What happens when you run this: The LLM-as-judge section solves the scaling problem. You cannot have humans grade every output, but you can have a different AI model grade outputs using your rubric — and periodically verify that the AI judge agrees with human judgment. This gives you continuous quality monitoring at near-zero marginal cost.
Pro tip: Never use the same model to judge its own output. Claude should not grade Claude. GPT should not grade GPT. Cross-model evaluation catches the systematic biases that self-evaluation misses. If budget allows, use two different judge models and alert when they disagree — disagreement between judges is a strong signal that the output is ambiguous or problematic.
The Bigger Picture
Evaluation is the hidden infrastructure that separates AI demos from AI products. A demo needs to work once, impressively. A product needs to work correctly, thousands of times a day, across the full distribution of real-world inputs, through model updates and data shifts, without degrading.

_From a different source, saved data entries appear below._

PR #917, opened 2025-07-01
Added achieved QPS to jobSummary report

### LINKED ISSUE #660: [RFE] Log and report achieved job's QPS

niladrix719:
## Type of change

- New feature

## Description

Added achieved QPS to jobSummary report

- Related Issue #
- Closes #660


vishnuchalla:
Thanks for this change. Calculation looks good to me, @rsevilla87 @ygalblum can you also take a look?

ygalblum (dismissed):
LGTM

pkg/burner/delete.go
```diff
@@ -59,6 +60,8 @@ func deleteHandler(ex *JobExecutor, obj *object, item unstructured.Unstructured,
 	}
 	if err != nil {
 		log.Errorf("Error found removing %s/%s: %s", item.GetKind(), item.GetName(), err)
+	} else {
+		atomic.AddInt32(&ex.objectOperations, 1)
```
rsevilla87: We should also count errors as requests, I think this else condition shouldn't exist.

pkg/burner/read.go
```diff
@@ -51,5 +52,7 @@ func readHandler(ex *JobExecutor, obj *object, item unstructured.Unstructured, i
 	}
 	if err != nil {
 		log.Errorf("Error found reading %s/%s: %s", item.GetKind(), item.GetName(), err)
+	} else {
+		atomic.AddInt32(&ex.objectOperations, 1)
```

The three layers build on each other:
- The Quality Rubric defines what “good” means — converts subjective judgment into measurable criteria (Prompt 1)
- The Eval Suite defines what to test — covers the full range of inputs with known-good outputs (Prompt 2)
- The Regression Detector ensures quality is maintained continuously — catches drift before users notice (Prompt 3)
Issue #30 showed you how to coordinate multiple agents working together. This issue ensures that whatever those agents produce actually meets your quality bar — and keeps meeting it as the system evolves.